Another problem is the statement that Elaida disbanded the Blue in order to reach eleven Sitters for the raising of an Amyrlin:
Elaida was raised with the votes of eleven Sitters; she could hardly have revised this law before she was elected Amyrlin.
The minimum number for the greater consensus of the Hall was stated in the A Crown of Swords glossary as eleven:
without any qualification that these were new rules. Elaida disbanded the Blue because (apart from hatred and revenge) she would otherwise not have at least one representative from all Ajahs present necessary for any vote requiring the greater consensus.

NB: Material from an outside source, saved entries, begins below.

PR #20056, opened 2023-11-02
Silence TSAN w.r.t. SCHEDULER pointer on shutdown [BTS-1671]

neunhoef:
### Scope & Purpose

This addresses https://arangodb.atlassian.net/browse/BTS-1671.

It is to silence TSAN in some shutdown cases in RTA.

There is a global pointer called SchedulerFeature::SCHEDULER. On
shutdown, we set this pointer to nullptr in the
SchedulerFeature::unprepare method. In various other places, we read out
the pointer.

The logic of ApplicationFeatures should ensure that nobody will read
the pointer out after the SchedulerFeature has run its unprepare
method. Sometimes the TSAN sanitizer cannot recognize this indirect
synchronization and complains about reads that have happened before the
write there, but are not officially inter-thread synchronized. We use
atomic references in some places to silence TSAN.

- [*] :hankey: Bugfix

### Checklist

- [*] :book: CHANGELOG entry made
- [ ] Backports
  - [*] Backport for 3.11: https://github.com/arangodb/arangodb/pull/20062
  - [ ] Backport for 3.10:

#### Related Information

- [*] GitHub issue / Jira ticket: https://arangodb.atlassian.net/browse/BTS-1671

PR #20062, opened 2023-11-03
Silence TSAN w.r.t. SCHEDULER pointer on shutdown

neunhoef:
### Scope & Purpose

This is a backport of https://github.com/arangodb/arangodb/pull/20056 .

This addresses https://arangodb.atlassian.net/browse/BTS-1671.

It is to silence TSAN in some shutdown cases in RTA.

There is a global pointer called SchedulerFeature::SCHEDULER. On
shutdown, we set this pointer to nullptr in the
SchedulerFeature::unprepare method. In various other places, we read out
the pointer.

The logic of ApplicationFeatures should ensure that nobody will read
the pointer out after the SchedulerFeature has run its unprepare
method. Sometimes the TSAN sanitizer cannot recognize this indirect
synchronization and complains about reads that have happened before the
write there, but are not officially inter-thread synchronized. We use
atomic references in some places to silence TSAN.

- [*] :hankey: Bugfix

### Checklist

- [*] Backports

#### Related Information

- [*] GitHub issue / Jira ticket: https://arangodb.atlassian.net/browse/BTS-1671
- [*] Devel PR: https://github.com/arangodb/arangodb/pull/20056

### DIFF
--- a/arangod/Network/Methods.cpp
+++ b/arangod/Network/Methods.cpp
@@ -259,7 +259,14 @@ void actuallySendRequest(std::shared_ptr<Pack>&& p, ConnectionPool* pool,
           return;
         }
 
-        auto* sch = SchedulerFeature::SCHEDULER;
+        // We access the global SCHEDULER pointer here via an atomic
+        // reference. This is to silence TSAN, which often detects a data
+        // race on this pointer, since this read access here can occasionally
+        // happen before the write in SchedulerFeature::unprepare, which
+        // invalidates the pointer. But even if the read here would happen
+        // later, we check for nullptr below, so all would be good.
+        std::atomic_ref<Scheduler*> schedulerRef{SchedulerFeature::SCHEDULER};
+        auto* sch = schedulerRef.load(std::memory_order_relaxed);
         // cppcheck-suppress accessMoved
         if (p->skipScheduler || sch == nullptr) {
           p->promise.setValue(network::Response{
--- a/arangod/Network/Methods.cpp
+++ b/arangod/Network/Methods.cpp
@@ -265,7 +265,8 @@ void actuallySendRequest(std::shared_ptr<Pack>&& p, ConnectionPool* pool,
         // happen before the write in SchedulerFeature::unprepare, which
         // invalidates the pointer. But even if the read here would happen
         // later, we check for nullptr below, so all would be good.
-        std::atomic_ref<Scheduler*> schedulerRef{SchedulerFeature::SCHEDULER};
+        std::atomic_ref<SupervisedScheduler*> schedulerRef{
+            SchedulerFeature::SCHEDULER};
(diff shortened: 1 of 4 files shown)


arangod/Network/Methods.cpp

The rebels didn’t worry about that. Egwene thought it was more important that the Ajahs all reunite than it was to achieve an official and ‘legal’ greater consensus, and revenge, by disbanding one of the Ajahs.
Thanks to the Tower Hall, Egwene still hasn't been raised Amyrlin with the greater consensus because no Red Sitters took part in the vote. (She was already elected Amyrlin by the Blues). Will this be a loophole in the future?